Lieberman Offers Plan to Widen Health Coverage By Ceci Connolly Washington Post Staff Writer Wednesday, September 3, 2003; Page A02 Sen. Joseph I. Lieberman (D-Conn.), accusing President Bush of neglecting the nation's health care crisis, unveiled a proposal yesterday to provide care to 31 million uninsured Americans within 10 years.
On a visit to Broad Acres Elementary School in Silver Spring, the Democratic presidential candidate laid out a detailed health plan that in the early stages would target children, unemployed adults and people over the age of 50 who have retired but do not yet qualify for Medicare.
"George W. Bush didn't create these problems -- but he has turned his back on them, and by doing so, he's made them worse," Lieberman said from a pint-sized lectern in the school library. "He's let the sickness and side effects in the health care system spread and get worse."
A moderate Democrat who was Al Gore's running mate in 2000, Lieberman said that he has devised the most economical plan of those offered by the Democratic contenders, an assertion supported by independent analyst Kenneth Thorpe. "My plan will provide coverage to more than 31 million currently uninsured Americans -- at the lowest per person cost of any presidential candidate," Lieberman said.
Thorpe, a Clinton administration official who teaches health care economics at Emory University, estimated that Lieberman's proposal would cost the federal government $53 billion a year, or $747 billion over the next decade.
According to Thorpe's analysis, Lieberman's plan covers about the same number of uninsured but for significantly less money, in part because it takes longer to be phased in. A plan offered by Rep. Richard A. Gephardt (D-Mo.) would cost $2.5 trillion over 10 years, and former Vermont governor Howard Dean's proposal would cost $932 billion, according to Thorpe's analysis.
The plans of Democratic Sens. John F. Kerry (Mass.) and John Edwards (N.C.) would reach fewer people, Thorpe found.
Like several of his opponents, Lieberman would expand government health programs such as Medicaid and the Children's Health Insurance Program, called CHIP, though he would offer more generous subsidies to middle-income families. And Lieberman would create two new private insurance programs to be administered by the government.
Modeled after the Federal Employee Health Benefits Program, Lieberman's MediKids and MediChoice would offer guaranteed, comprehensive coverage through large, low-cost purchasing pools. To keep the cost down, Lieberman would cap insurer profits at 2 percent, as the federal program does now.
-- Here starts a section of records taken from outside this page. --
PR #223, opened 2022-08-30
Add Rays and Event::take

rhelmot:
A Ray is a new concept which is just a value pending application to a struct. Deriving Ray on `MyStruct` produces a `MyStructRay` enum, which has a variant for each field of the struct. You can call Ray::apply or Ray::swap to apply a ray to the relevant struct.

I've been programming with a prototype of this paradigm in arborio for a few weeks, and the thing I found is that sometimes you want the strike operation to actually be a swap between the struct and the enum - this allows you to inspect the result of the operation post-facto and also gets you an inverse of the event for free - perfect for implementing undo-redo. In order to facilitate this, I had to put RefCells in all of my events, so to smooth that over I introduced Event::take. This required getting rid of the Message type because [mumble mumble something vtables]. Everywhere that previously said Message now says Any + Send.

### DIFF
--- a/examples/views/textbox.rs
+++ b/examples/views/textbox.rs
@@ -1,14 +1,8 @@
 use vizia::prelude::*;
 
-#[derive(Lens, Ray)]
+#[derive(Lens, Setter, Model)]
 pub struct AppData {
     text: String,
-}
-
-impl Model for AppData {
-    fn event(&mut self, _: &mut EventContext, event: &mut Event) {
-        event.take::<AppDataRay>().map(|ray| ray.apply(self));
-    }
 }
 
 fn main() {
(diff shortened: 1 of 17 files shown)


examples/views/textbox.rs
```diff
@@ -1,22 +1,13 @@
...
-}
-
 impl Model for AppData {
     fn event(&mut self, _: &mut EventContext, event: &mut Event) {
-        event.map(|app_event, _| match app_event {
-            AppEvent::SetText(text) => {
-                self.text = text.clone();
-            }
-        });
+        event.take::<AppDataRay>().map(|ray| ray.apply(self));
```
geom3trik, line 10: Should we use this here or make a dedicated example for it?

geom3trik (approved):

examples/views/textbox.rs
rhelmot: So it depends on the way we want to structure our teaching. I think we should make it so that we introduce rays as a basic building block, after explaining how to do the same thing with "standard" events/messages.

rhelmot: Which is to say, I think we should convert examples to using rays as applicable and as we come across them

geom3trik: Okay, seems reasonable to me.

His aides predicted that insurers would be willing to accept limited profits in exchange for the "tens of thousands, if not millions, of new customers."
As president, Lieberman said, he would streamline costly and burdensome paperwork in the medical system and push for more evidence-based medicine. He would also guarantee laid-off workers two months' insurance and establish a tax credit for long-term care insurance.
Lieberman made his announcement at Broad Acres to spotlight the school's health center, which provides comprehensive physical and mental health care to children and uninsured parents. If elected, he would increase federal grants for such centers, he said. "I want to see if we can open thousands more school-based health centers," he said after a tour of the Linkages to Learning center.
Lieberman did not specify where he would find the money for his health proposal or for a proposed $150 billion American Center for Cures.